Transcribe, verbatim, every line from the start of the entries through the line that contains "MCP-005 | high |"; include both boundary lines and omit all others.

Collected data:

________

PR #97, opened 2026-08-24
feat: add path-containment rules to the four packs that lacked them

bradAGI:

## The gap

Four packs ship a rule for a caller-supplied path reaching filesystem I/O without being resolved and gated:

| pack | rule | severity |
|---|---|---|
| Claude Agent SDK | CSDK-004 | high |
| OpenAI Agents SDK | OAI-006 | high |
| Google ADK | ADK-004 | high |
| MCP | MCP-005 | high |

LangChain, CrewAI, AutoGen and Pydantic AI ship none. This is the **highest-severity** gap in those packs — a path-traversal check simply absent from four of the five listed as weakest coverage. They already have `shell_safety`, `code_execution` and `ssrf`; filesystem containment was the missing member of that set.

Adds **LC-008, CREW-008, AG2-014, PYD-009**, reusing `call_uses_unnormalized_path_param` with the same callee set (`open`, `Path`, `shutil.*`, `os.*`) at the same `high` / `0.7`.

## Why the text is per-SDK

The predicate is shared; what makes the argument *attacker-controlled* is not. Each rule names its own reachability path:

- **LangChain** — the model fills the argument from its context: retrieved documents, tool output, user text.
- **CrewAI** — that context includes other agents' task output, so the path can originate in an agent that summarized an untrusted document.
- **AutoGen** — the argument comes from the shared conversation, which in a group chat *every* participant writes to.
- **Pydantic AI** — worth stating explicitly, because the framework invites the mistake: the argument **is** validated, against its annotation. But `str` and `Path` both accept `../../etc/passwd`. The type constrains what the value looks like, not where it points.

## Verified end to end

Built the engine and scanned real sample projects with `--rules-repo` pointed at this branch:

```
LC-008   [high] read_doc    tools.py:8
CREW-008 [high] read_doc    tools.py:8
AG2-014  [high] read_notes  tools.py:8
PYD-009  [high] read_ledger tools.py:9
```

Each sample also contains a second tool that does `Path(path).resolve()` plus an `is_relative_to(ROOT)` check. None of the rules fired on it — including the per-param behavior the predicate comment documents.

## IDs

`LC-008`, `CREW-008`, `AG2-014`, `PYD-009` — all previously unused.

### DIFF
--- a/autogen/path_safety.yaml
+++ b/autogen/path_safety.yaml
@@ -1,0 +1,42 @@
+policy:
+  id: autogen_path_safety
+  name: AutoGen filesystem path safety
+  category: autogen
+  description: >
+    Rules that catch a model-chosen filesystem path flowing into I/O inside an
+    AutoGen / AG2 tool without containment. Tool arguments are produced by the
+    model from the shared conversation, so a traversal payload reaches real
+    filesystem state if the function does not resolve and gate it.
+
+rules:
+  - id: AG2-014
+    title: AutoGen tool uses a caller-supplied path without containment
+    severity: high
+    confidence: 0.7
+    language: python
+    applies_to:
+      - autogen_tool
+    scope: tool
+    # call_uses_unnormalized_path_param is per-param: a tool with two path
+    # params and one .resolve() correctly fires on the unresolved one.
+    match:
+      call_uses_unnormalized_path_param:
+        callees:
+          - open
+          - Path
+        callee_prefixes:
+          - shutil.
+          - os.
+    explanation: >
+      The tool takes a path-like parameter and hands it to file or directory
+      operations without resolving it or checking it against an allowed root.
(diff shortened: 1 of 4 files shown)


bradAGI:
Closing in favor of the per-rule PRs that supersede this one.

This bundled four path-containment rules; they have since been re-cut individually (AG2-014, PYD-009), and more importantly the IDs here collide with the scheme those PRs use — LC-008 and CREW-008 are assigned to *error handling* there, not path safety. Two rules sharing an ID would be rejected by the loader, so this cannot merge alongside them.

The gap itself is real and still worth closing: LangChain, CrewAI, AutoGen and Pydantic AI ship no path-containment rule while Claude, OpenAI, ADK and MCP each ship one at high severity. The rule bodies, the per-SDK reachability arguments, and the verified fire/silent samples are preserved in the commit history here if they are useful.

PR #98, opened 2026-08-24
feat(langchain): add LC-009, tool network call has no timeout

bradAGI:

## The gap

Every other pack has a no-timeout rule. LangChain does not:

|---|---|---|---|---|
| Claude Agent SDK | CSDK-003 | | AutoGen | AG2-012 |
| OpenAI Agents SDK | OAI-005 | | Pydantic AI | PYD-006 |
| Google ADK | ADK-003 | | Vercel AI | VAI-011 |
| MCP | MCP-004 | | **LangChain** | **— none —** |

`LC-009` uses the same `call_without_kwarg` predicate and the same 20-callee set as PYD-006, at the same `high` / `0.85`.

LangChain has an iteration bound and no time bound. `max_iterations` caps how many steps an agent takes, **not how long one step lasts**, and no LangChain setting caps the duration of a tool call.

So a hung request is not a slow path — it is an unbounded one. The executor blocks inside the step: nothing fails, nothing retries, and the model is never told. The agent simply stops, holding whatever runtime hosts it until the connection eventually dies. That is a worse outcome than the same defect in a plain script, where at least the caller can see it hang.

## Verified end to end

Built the engine and scanned a sample with `--rules-repo` pointed at this branch:

```
LC-009 [high] fetch_status tools.py:6
```

The sample's second tool is the identical request with `timeout=10`; the rule did not fire on it.

### DIFF
--- a/langchain/network.yaml
+++ b/langchain/network.yaml
@@ -1,0 +1,57 @@
+policy:
+  id: langchain_network
+  name: LangChain tool network hygiene
+  category: langchain
+  description: >
+    Network-call hygiene inside LangChain tool functions. A tool that makes a
+    network request without a timeout can hang the agent run indefinitely.
+
+rules:
+  - id: LC-009
+    title: LangChain tool network call has no timeout
+    severity: high
+    confidence: 0.85
+    language: python
+    applies_to:
+      - langchain_tool
+    scope: tool
+    match:
+      call_without_kwarg:
+        callees:
+          - requests.get
+          - requests.post
+          - requests.put
+          - requests.delete
+          - requests.patch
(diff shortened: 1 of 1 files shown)


bradAGI:
Closing as a duplicate.

The no-timeout gap this fills is already covered by the LC-007/LC-015 and CREW-007 network PRs, which reached the same conclusion with different IDs. Keeping both would put two rules on one ID and break the loader.

The LangChain- and CrewAI-specific arguments are preserved in the commit here — that max_iterations/max_iter bounds steps and not time, and that in a sequential CrewAI process a stalled call blocks every task queued behind it.

PR #8, opened 2017-12-07
Add support for sending JSON data and path element data.

cpubob:
This is mainly to support Nokia who's beta software is still using GNMI 0.3.1.  Adding option to allow sending path data in "element" format and check for user provided JSON data directly on CLI.

### DIFF
--- a/gnmi_set/gnmi_set.go
+++ b/gnmi_set/gnmi_set.go
@@ -47,15 +47,17 @@ func (i *arrayFlags) Set(value string) error {
 }
 
 var (
-	deleteOpt  arrayFlags
-	replaceOpt arrayFlags
-	updateOpt  arrayFlags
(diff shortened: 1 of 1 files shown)


samribeiro:
I am a bit reluctant to add deprecated functionalities to this. This is meant to be used as a reference implementation where somebody can go and read the code. Having to read through code for deprecated functionalities is consuming. However, I am assuming this is going to save somebody's time so I see no reason to block this. But I would request a few changes:
- create a deprecated module under utils that gnmi_set will import. Move the deprecated flag there. Prepend it with "deprecated". Move all the json helpers there. In sum minimize the code changes to gnmi_set.go as much as possible. Thanks!

cpubob:
I agree that adding deprecated options is suboptimal.  I am totally fine just keeping these changes in my personal repo since its only to help me and eventually Nokia will be on gnmi 0.4.0.  I am ggoing to cancel this pull request.

Thanks for taking the time to review.

PR #13, opened 2018-03-08
Fix readmes and openflow.json

mike-albano:
(M) gnmi_target/README.md
-fix the run example (add missing ''\")

(M) README.md
-update main README to include go version requirement.

(M) gnmi_target/openconfig-openflow.json
-Update JSON to include a "state" container. (gnmi_get example fails without this). If this is not appropriate, alternative would be change the gnmi_get
 example to use a path of: "/system/openflow/controllers/controller[name=main]/connections/connection[aux-id=0]" (eg leave off the '/state/address')

### DIFF
--- a/README.md
+++ b/README.md
@@ -33,7 +33,7 @@ These instructions will get you a copy of the project up and running on your loc
 
 ### Prerequisites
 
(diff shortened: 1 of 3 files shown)


samribeiro:
thanks!

PR #37, opened 2018-11-19
Added support for Origin for both GET and SET.

phani2410:
Tested. Origin is parsed from xpath string if present.


phani2410:
Please check. I have accepted the CLA

phani2410:
wrong commit mail

PR #38, opened 2018-11-19
Added support for parsing the origin in the Path.

phani2410:
Checked for ':' in path attribute


phani2410:
Please check travis CI logs. I am unable to figure out. if the issue is due to the code.

samribeiro:
@boleifu can you check if this works for you?

samribeiro:
thanks @phani2410 
@boleifu has updated the go version for the tests, that was likely the cause they were breaking.
I have requested @boleifu to check that this change does not impact his projects.

samribeiro:
may be causing #43

PR #41, opened 2018-12-11
Add Python gNMI client

mike-albano:
Current supported gNMI features:
- GetRequest
- Target hostname override
- Auto-loads Target cert from Target if not specified
- User/password based authentication
- Certificate based authentication

Current unsupported gNMI features:
- Subscribe
- SetRequest
- Multiple xpaths


inetAnt:
Cool stuff !

Issue #43, opened 2018-12-20
x-path with ipv6 address is broken


pradeepvdevan:
route[prefix=2500::2/128] is sent as route[prefix=2500" as ":" causes it to skip or remove rest of it

samribeiro:
Is this caused by #38 ?

pradeepvdevan:
@samribeiro Yes it is caused by support of origin

PR #49, opened 2019-01-29
Added suport for origin

phani2410:
Added support for parsing origin from xpath. 

Purpose is same as https://github.com/google/gnxi/pull/38.

But this change is made to avoid https://github.com/google/gnxi/issues/43.


phani2410:
Wrong email

PR #54, opened 2019-02-08
	modified:   py_gnmicli.py

olivier-leduc:
Adding the notls option for the python gnmi client (might have some use in isolated lab environments).


olivier-leduc:
I signed it!

PR #57, opened 2019-02-08
Fix certificates handling for various Target cert situations.

mike-albano:
Better deal with self-signed Target certificates (including option to get it automatically) and Target certificates signed by public CA.
Fix README examples.


mike-albano:
PRs showing hostname not git.user/email.

PR #60, opened 2019-02-16
bug fix on the notls option

olivier-leduc:


mike-albano:
Need a better description next time. Thanks for fixing.

PR #61, opened 2019-02-18
 send provided client certs always to server

idefixcert:
In my opinion insecure means don't validate server name in certificate.
But we have to provide the certificates to the server.


samribeiro:
Hi @idefixcert,
I agree with you. However, the concern here is that we dont have the proper definition of "insecure". gNMI/gNOI certainly does not have this definition. In fact this implementation supports some attempt at an insecure channel because some Target implementations out there do not use certificates and some users prefer not to complicate when running or testing in lab environments. Because of this and to avoid breaking functionality for the existing implementations, I am going to choose leaving this definition of insecure in place. I hope you understand this. Thanks!

PR #78, opened 2019-07-29
Removing pathlen information in accordance with RFC5280 4.2.1.9

alisharif2:
According to https://tools.ietf.org/html/rfc5280 the pathlen information must be omitted if the CA boolean is false. In this case, since you never assert the CA to be true (hence default false) you must remove the pathlen information.


alisharif2:
I signed it!

samribeiro:
Thanks Ali,
Can you also remove the global variable at the top (line 37):
certMaxPathLen = 5

alisharif2:
I've had to make additional changes after I removed certMaxPathLen variable because I noticed that pathlen information was being placed in other certs. So to summarise:
Template() - Since these aren't CA certs they can't have this info
TemplateCA() - Add pathlen info here
FromSigningRequest() - Since this function is part of the signer() func passed to install and rotate RPCs used to create certs from device-generated CSRs, I've removed the pathlen information since it isn't installing certs with CA:true

samribeiro:
Thanks!

PR #79, opened 2019-09-24
Backup perf experiment scripts for gateway machine 

river8:
This is a temporary solution to back up perf experiment scripts for gateway machines. Gateway machines are intended to be non google machine. So, it is better to back up these scripts to github.


river8:
@googlebot I signed it!

river8:
@googlebot I signed it!

river8:
@googlebot I signed it!

PR #295, opened 2022-03-10
Support for -prefix and -data_type in gnmi_get and -prefix for gnmi_set.

brownoldmonk:
1. Add -prefix parameter to gnmi_set.
2. Add -prefix and -data_type to gnmi_get.

 data_type can be 0 (ALL), 1 (CONFIG), 2 (STATE) 3 (OPERATIONAL). Default is 0.

 prefix is a string that can be used in GNMI Get/Set messages. Default is none.


samribeiro:
Thanks!

PR #325, opened 2023-03-11
Code improvements for oc_config_validate

JoseIgnacioTamayo:
* Move the validation of the Target values to where they are defined (in Context)
 * Use a ContextManager to ensure gNMI Connection and Close to the Target
 * Factorize code that sends gNMI Gets and asserts


xavier-contreras:
LGTM

PR #334, opened 2023-05-07
oc_config_validate streaming on_change tests

JoseIgnacioTamayo:
Add support for Stream OnChange Subscription tests.

2 TestClasses, which verify that an OnChange subscription gets Updates with different values.


xavier-contreras:
LGTM

PR #335, opened 2023-05-07
oc_config_validate streaming fixes

JoseIgnacioTamayo:
Some code refactoring and better Exception catching.

The functional change is that STREAM subscriptions are valid if a sync_response messages is received, this is no longer an optional verification (https://github.com/openconfig/reference/blob/master/rpc/gnmi/gnmi-specification.md#3523-sending-telemetry-updates)


xavier-contreras:
LGTM

PR #380, opened 2024-06-06
Fix bug in type comparison.

xavier-contreras:
Fixes bug introduced in pull/377


JoseIgnacioTamayo:
Oh.. this was my missed. I corrected this line to fix a pylint error, and of course I forgot the '!='...

Sorry. Too bad this was not caught by the demo tests.

PR #381, opened 2024-06-14
[oc_config_validate] Generate custom wifi_arista binding

xavier-contreras:
@JoseIgnacioTamayo FYI, please review.

This updates the shell script in the following manner:

- Adds some verbosity to improve UX
- Downloads arista-wifi-augments.yang and creates wifi_arista.py so the openconfig model includes the vendor augments

This PR includes a fresh run of the script and thus the updated init and new binding.


JoseIgnacioTamayo:
LGTM.

I would suggest we make a small increase in the version, 2.6.3, so signal this contains a custom binding Python file.

Also, it would be great to have some demonstration of the use of the custom model, likely with a testfile like oc_config_validate/tests/ap.yaml. There it would be visible how to call the custom binding and a few interesting Leafs/Containers.

xavier-contreras:
> LGTM.
> 
> I would suggest we make a small increase in the version, 2.6.3, so signal this contains a custom binding Python file.
> 
> Also, it would be great to have some demonstration of the use of the custom model, likely with a testfile like oc_config_validate/tests/ap.yaml. There it would be visible how to call the custom binding and a few interesting Leafs/Containers.

Thanks!  I'll include the version update before merging, and will do the documentation parts you suggest in a separate PR.

JoseIgnacioTamayo:
Ack!
LGTM again.

PR #403, opened 2026-03-30
Update OC models to v5.6.0

chechoRP:
* Update OC Models to version 5.6.0
* Bump oc_config_validate version to 2.11.0


chechoRP:
Hi @JoseIgnacioTamayo @xavier-contreras PTAL at this PR to bump OC version. Thanks!

oc_config_validate/oc_config_validate/__init__.py
xavier-contreras, line 1: This version is for the framework itself, we only change it when oc_config_validate itself changes.  For model updates, we don't.

xavier-contreras (changes requested):
Comment on the version.

oc_config_validate/oc_config_validate/__init__.py
chechoRP: Fixed.

PR #404, opened 2026-05-14
gnoi/os: limit OS image size in ReceiveOS to prevent unbounded memory allocation 

kazisabu:
Added a maximum OS image size limit to ReceiveOS to prevent unbounded
memory allocation (DoS).

Changes made in gnoi/os/server.go:

1. Added const maxOSImageSize = 1 << 30 (1GB) constant after
   receiveChunkSizeAck variable declaration (lines 29-31).

2. Added a size check after bb.Write() in the TransferContent case
   of ReceiveOS that returns an error when the buffer exceeds
   maxOSImageSize (lines 186-188).

Without this fix, an authenticated client can stream unlimited chunks
to the Install RPC, causing the server to allocate memory until
OOM-killed. The existing installToken semaphore limits concurrency
to 1 but does not prevent a single session from exhausting memory.

### DIFF
--- a/gnoi/os/server.go
+++ b/gnoi/os/server.go
@@ -25,6 +25,9 @@ import (
 )
 
 var receiveChunkSizeAck uint64 = 12000000
+// maxOSImageSize limits the maximum size of an OS image accepted by ReceiveOS
+// to prevent unbounded memory allocation (DoS).
+const maxOSImageSize = 1 << 30 // 1GB
 
 // Server is an OS Management service.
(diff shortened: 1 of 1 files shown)


kazisabu:
For the record, this issue has been validated as a security vulnerability by the Google VRP team. I am currently in the process of requesting a CVE ID for this issue to ensure it is documented for the community. If any maintainers are available to review the fix, I would appreciate the feedback.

________

Response to this exercise
PR #97, opened 2026-08-24
feat: add path-containment rules to the four packs that lacked them

bradAGI:

## The gap

Four packs ship a rule for a caller-supplied path reaching filesystem I/O without being resolved and gated:

| pack | rule | severity |
|---|---|---|
| Claude Agent SDK | CSDK-004 | high |
| OpenAI Agents SDK | OAI-006 | high |
| Google ADK | ADK-004 | high |
| MCP | MCP-005 | high |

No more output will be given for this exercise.